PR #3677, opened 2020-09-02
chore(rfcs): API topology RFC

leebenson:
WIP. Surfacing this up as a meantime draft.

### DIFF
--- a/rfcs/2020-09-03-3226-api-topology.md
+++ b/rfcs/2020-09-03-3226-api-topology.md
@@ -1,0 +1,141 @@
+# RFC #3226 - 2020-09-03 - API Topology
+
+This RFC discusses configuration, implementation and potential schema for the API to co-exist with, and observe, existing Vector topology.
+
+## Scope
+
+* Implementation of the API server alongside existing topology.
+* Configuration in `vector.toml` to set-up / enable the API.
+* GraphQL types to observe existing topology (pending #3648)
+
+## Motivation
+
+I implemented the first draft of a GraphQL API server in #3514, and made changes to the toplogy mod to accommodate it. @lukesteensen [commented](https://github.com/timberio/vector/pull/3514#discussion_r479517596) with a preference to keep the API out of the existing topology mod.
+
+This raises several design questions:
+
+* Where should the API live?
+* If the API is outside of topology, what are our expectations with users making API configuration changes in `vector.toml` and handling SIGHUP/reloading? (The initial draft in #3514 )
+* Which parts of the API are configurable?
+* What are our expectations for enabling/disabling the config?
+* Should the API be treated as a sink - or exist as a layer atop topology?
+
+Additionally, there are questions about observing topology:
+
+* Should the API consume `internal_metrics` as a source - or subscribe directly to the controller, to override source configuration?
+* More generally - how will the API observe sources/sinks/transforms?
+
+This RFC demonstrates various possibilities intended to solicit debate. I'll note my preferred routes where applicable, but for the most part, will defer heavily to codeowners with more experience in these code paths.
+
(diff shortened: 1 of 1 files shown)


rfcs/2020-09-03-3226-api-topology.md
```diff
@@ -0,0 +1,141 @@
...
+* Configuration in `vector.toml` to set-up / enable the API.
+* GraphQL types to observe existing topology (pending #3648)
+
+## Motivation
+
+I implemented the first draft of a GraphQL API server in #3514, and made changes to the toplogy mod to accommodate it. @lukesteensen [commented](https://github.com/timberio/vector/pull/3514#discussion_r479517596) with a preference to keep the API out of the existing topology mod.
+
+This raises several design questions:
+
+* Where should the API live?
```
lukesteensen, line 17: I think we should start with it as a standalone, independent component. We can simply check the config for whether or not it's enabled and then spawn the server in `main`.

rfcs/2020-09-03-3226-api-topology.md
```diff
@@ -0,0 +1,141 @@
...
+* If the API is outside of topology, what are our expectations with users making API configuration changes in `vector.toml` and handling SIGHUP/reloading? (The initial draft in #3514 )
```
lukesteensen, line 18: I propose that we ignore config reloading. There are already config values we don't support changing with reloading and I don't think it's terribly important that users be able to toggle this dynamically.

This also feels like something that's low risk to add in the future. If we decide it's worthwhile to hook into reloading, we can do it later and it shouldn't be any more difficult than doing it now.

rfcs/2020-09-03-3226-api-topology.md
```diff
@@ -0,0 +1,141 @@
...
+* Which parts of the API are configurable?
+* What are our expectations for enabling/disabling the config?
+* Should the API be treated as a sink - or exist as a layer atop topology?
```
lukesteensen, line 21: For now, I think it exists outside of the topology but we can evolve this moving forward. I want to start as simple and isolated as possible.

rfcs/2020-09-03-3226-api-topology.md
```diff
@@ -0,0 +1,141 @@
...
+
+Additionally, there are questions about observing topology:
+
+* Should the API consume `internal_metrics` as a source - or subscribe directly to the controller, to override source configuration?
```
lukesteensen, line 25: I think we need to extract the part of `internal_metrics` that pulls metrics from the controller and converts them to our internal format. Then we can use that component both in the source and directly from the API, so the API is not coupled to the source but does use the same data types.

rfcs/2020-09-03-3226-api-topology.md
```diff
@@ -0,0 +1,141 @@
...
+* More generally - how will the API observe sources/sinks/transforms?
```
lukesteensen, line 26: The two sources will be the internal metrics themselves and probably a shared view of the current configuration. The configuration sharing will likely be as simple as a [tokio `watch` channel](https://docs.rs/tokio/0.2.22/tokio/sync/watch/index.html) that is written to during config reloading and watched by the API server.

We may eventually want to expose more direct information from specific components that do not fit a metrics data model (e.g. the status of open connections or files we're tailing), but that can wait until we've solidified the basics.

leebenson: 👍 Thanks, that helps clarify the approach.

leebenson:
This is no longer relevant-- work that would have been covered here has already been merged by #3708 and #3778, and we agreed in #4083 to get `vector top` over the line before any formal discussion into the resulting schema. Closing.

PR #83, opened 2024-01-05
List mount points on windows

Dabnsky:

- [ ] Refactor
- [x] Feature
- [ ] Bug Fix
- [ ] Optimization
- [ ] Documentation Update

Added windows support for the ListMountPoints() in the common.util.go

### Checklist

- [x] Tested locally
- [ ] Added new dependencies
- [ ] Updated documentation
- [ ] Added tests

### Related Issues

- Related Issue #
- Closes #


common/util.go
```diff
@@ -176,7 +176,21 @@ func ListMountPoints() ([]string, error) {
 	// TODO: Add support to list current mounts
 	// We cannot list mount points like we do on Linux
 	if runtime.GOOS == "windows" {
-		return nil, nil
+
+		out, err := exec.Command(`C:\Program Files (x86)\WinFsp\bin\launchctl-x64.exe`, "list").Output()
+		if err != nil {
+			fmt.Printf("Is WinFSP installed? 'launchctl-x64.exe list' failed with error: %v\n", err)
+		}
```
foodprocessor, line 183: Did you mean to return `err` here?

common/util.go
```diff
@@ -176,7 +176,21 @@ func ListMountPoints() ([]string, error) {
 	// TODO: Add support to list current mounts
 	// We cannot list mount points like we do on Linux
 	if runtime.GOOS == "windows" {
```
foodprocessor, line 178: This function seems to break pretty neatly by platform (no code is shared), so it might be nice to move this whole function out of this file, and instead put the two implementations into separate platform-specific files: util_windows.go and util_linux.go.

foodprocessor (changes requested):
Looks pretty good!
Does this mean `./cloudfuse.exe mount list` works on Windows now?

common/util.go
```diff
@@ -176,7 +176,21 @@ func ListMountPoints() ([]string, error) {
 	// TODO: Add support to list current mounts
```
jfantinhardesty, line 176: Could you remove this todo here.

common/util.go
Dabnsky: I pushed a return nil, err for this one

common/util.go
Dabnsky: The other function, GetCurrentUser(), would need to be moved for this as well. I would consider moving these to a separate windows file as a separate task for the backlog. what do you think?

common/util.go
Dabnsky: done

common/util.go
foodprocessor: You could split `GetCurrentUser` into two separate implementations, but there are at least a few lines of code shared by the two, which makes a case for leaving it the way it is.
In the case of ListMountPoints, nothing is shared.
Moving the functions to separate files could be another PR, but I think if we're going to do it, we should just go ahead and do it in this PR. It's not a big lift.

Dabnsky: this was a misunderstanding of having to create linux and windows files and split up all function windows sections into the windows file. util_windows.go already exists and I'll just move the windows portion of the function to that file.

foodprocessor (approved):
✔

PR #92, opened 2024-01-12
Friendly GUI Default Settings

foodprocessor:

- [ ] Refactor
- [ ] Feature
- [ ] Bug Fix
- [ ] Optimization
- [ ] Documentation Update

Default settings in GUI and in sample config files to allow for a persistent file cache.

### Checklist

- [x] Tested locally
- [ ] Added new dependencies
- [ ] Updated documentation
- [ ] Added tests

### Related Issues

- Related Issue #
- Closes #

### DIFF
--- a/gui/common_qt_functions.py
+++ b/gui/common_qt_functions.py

□ □ □ □ □ □ □

(What this task involves)
Output the records exactly, including every line.

(Solution to this problem)
PR #3677, opened 2020-09-02
chore(rfcs): API topology RFC

leebenson:
WIP. Surfacing this up as a meantime draft.

### DIFF
--- a/rfcs/2020-09-03-3226-api-topology.md
+++ b/rfcs/2020-09-03-3226-api-topology.md
@@ -1,0 +1,141 @@
+# RFC #3226 - 2020-09-03 - API Topology
+
+This RFC discusses configuration, implementation and potential schema for the API to co-exist with, and observe, existing Vector topology.
+
+## Scope
+
+* Implementation of the API server alongside existing topology.
+* Configuration in `vector.toml` to set-up / enable the API.
+* GraphQL types to observe existing topology (pending #3648)
+
+## Motivation
+
+I implemented the first draft of a GraphQL API server in #3514, and made changes to the toplogy mod to accommodate it. @lukesteensen [commented](https://github.com/timberio/vector/pull/3514#discussion_r479517596) with a preference to keep the API out of the existing topology mod.
+
+This raises several design questions:
+
+* Where should the API live?
+* If the API is outside of topology, what are our expectations with users making API configuration changes in `vector.toml` and handling SIGHUP/reloading? (The initial draft in #3514 )
+* Which parts of the API are configurable?
+* What are our expectations for enabling/disabling the config?
+* Should the API be treated as a sink - or exist as a layer atop topology?
+
+Additionally, there are questions about observing topology:
+
+* Should the API consume `internal_metrics` as a source - or subscribe directly to the controller, to override source configuration?
+* More generally - how will the API observe sources/sinks/transforms?
+
+This RFC demonstrates various possibilities intended to solicit debate. I'll note my preferred routes where applicable, but for the most part, will defer heavily to codeowners with more experience in these code paths.
+
(diff shortened: 1 of 1 files shown)


rfcs/2020-09-03-3226-api-topology.md
```diff
@@ -0,0 +1,141 @@
...
+* Configuration in `vector.toml` to set-up / enable the API.
+* GraphQL types to observe existing topology (pending #3648)
+
+## Motivation
+
+I implemented the first draft of a GraphQL API server in #3514, and made changes to the toplogy mod to accommodate it. @lukesteensen [commented](https://github.com/timberio/vector/pull/3514#discussion_r479517596) with a preference to keep the API out of the existing topology mod.
+
+This raises several design questions:
+
+* Where should the API live?
```
lukesteensen, line 17: I think we should start with it as a standalone, independent component. We can simply check the config for whether or not it's enabled and then spawn the server in `main`.

rfcs/2020-09-03-3226-api-topology.md
```diff
@@ -0,0 +1,141 @@
...
+* If the API is outside of topology, what are our expectations with users making API configuration changes in `vector.toml` and handling SIGHUP/reloading? (The initial draft in #3514 )
```
lukesteensen, line 18: I propose that we ignore config reloading. There are already config values we don't support changing with reloading and I don't think it's terribly important that users be able to toggle this dynamically.

This also feels like something that's low risk to add in the future. If we decide it's worthwhile to hook into reloading, we can do it later and it shouldn't be any more difficult than doing it now.

rfcs/2020-09-03-3226-api-topology.md
```diff
@@ -0,0 +1,141 @@
...
+* Which parts of the API are configurable?
+* What are our expectations for enabling/disabling the config?
+* Should the API be treated as a sink - or exist as a layer atop topology?
```
lukesteensen, line 21: For now, I think it exists outside of the topology but we can evolve this moving forward. I want to start as simple and isolated as possible.

rfcs/2020-09-03-3226-api-topology.md
```diff
@@ -0,0 +1,141 @@
...
+
+Additionally, there are questions about observing topology:
+
+* Should the API consume `internal_metrics` as a source - or subscribe directly to the controller, to override source configuration?
```
lukesteensen, line 25: I think we need to extract the part of `internal_metrics` that pulls metrics from the controller and converts them to our internal format. Then we can use that component both in the source and directly from the API, so the API is not coupled to the source but does use the same data types.

rfcs/2020-09-03-3226-api-topology.md
```diff
@@ -0,0 +1,141 @@
...
+* More generally - how will the API observe sources/sinks/transforms?
```
lukesteensen, line 26: The two sources will be the internal metrics themselves and probably a shared view of the current configuration. The configuration sharing will likely be as simple as a [tokio `watch` channel](https://docs.rs/tokio/0.2.22/tokio/sync/watch/index.html) that is written to during config reloading and watched by the API server.

We may eventually want to expose more direct information from specific components that do not fit a metrics data model (e.g. the status of open connections or files we're tailing), but that can wait until we've solidified the basics.

leebenson: 👍 Thanks, that helps clarify the approach.

leebenson:
This is no longer relevant-- work that would have been covered here has already been merged by #3708 and #3778, and we agreed in #4083 to get `vector top` over the line before any formal discussion into the resulting schema. Closing.

PR #83, opened 2024-01-05
List mount points on windows

Dabnsky:

- [ ] Refactor
- [x] Feature
- [ ] Bug Fix
- [ ] Optimization
- [ ] Documentation Update

Added windows support for the ListMountPoints() in the common.util.go

### Checklist

- [x] Tested locally
- [ ] Added new dependencies
- [ ] Updated documentation
- [ ] Added tests

### Related Issues

- Related Issue #
- Closes #


common/util.go
```diff
@@ -176,7 +176,21 @@ func ListMountPoints() ([]string, error) {
 	// TODO: Add support to list current mounts
 	// We cannot list mount points like we do on Linux
 	if runtime.GOOS == "windows" {
-		return nil, nil
+
+		out, err := exec.Command(`C:\Program Files (x86)\WinFsp\bin\launchctl-x64.exe`, "list").Output()
+		if err != nil {
+			fmt.Printf("Is WinFSP installed? 'launchctl-x64.exe list' failed with error: %v\n", err)
+		}
```
foodprocessor, line 183: Did you mean to return `err` here?

common/util.go
```diff
@@ -176,7 +176,21 @@ func ListMountPoints() ([]string, error) {
 	// TODO: Add support to list current mounts
 	// We cannot list mount points like we do on Linux
 	if runtime.GOOS == "windows" {
```
foodprocessor, line 178: This function seems to break pretty neatly by platform (no code is shared), so it might be nice to move this whole function out of this file, and instead put the two implementations into separate platform-specific files: util_windows.go and util_linux.go.

foodprocessor (changes requested):
Looks pretty good!
Does this mean `./cloudfuse.exe mount list` works on Windows now?

common/util.go
```diff
@@ -176,7 +176,21 @@ func ListMountPoints() ([]string, error) {
 	// TODO: Add support to list current mounts
```
jfantinhardesty, line 176: Could you remove this todo here.

common/util.go
Dabnsky: I pushed a return nil, err for this one

common/util.go
Dabnsky: The other function, GetCurrentUser(), would need to be moved for this as well. I would consider moving these to a separate windows file as a separate task for the backlog. what do you think?

common/util.go
Dabnsky: done

common/util.go
foodprocessor: You could split `GetCurrentUser` into two separate implementations, but there are at least a few lines of code shared by the two, which makes a case for leaving it the way it is.
In the case of ListMountPoints, nothing is shared.
Moving the functions to separate files could be another PR, but I think if we're going to do it, we should just go ahead and do it in this PR. It's not a big lift.

Dabnsky: this was a misunderstanding of having to create linux and windows files and split up all function windows sections into the windows file. util_windows.go already exists and I'll just move the windows portion of the function to that file.

foodprocessor (approved):
✔

PR #92, opened 2024-01-12
Friendly GUI Default Settings

foodprocessor:

- [ ] Refactor
- [ ] Feature
- [ ] Bug Fix
- [ ] Optimization
- [ ] Documentation Update

Default settings in GUI and in sample config files to allow for a persistent file cache.

### Checklist

- [x] Tested locally
- [ ] Added new dependencies
- [ ] Updated documentation
- [ ] Added tests

### Related Issues

- Related Issue #
- Closes #

### DIFF
--- a/gui/common_qt_functions.py
+++ b/gui/common_qt_functions.py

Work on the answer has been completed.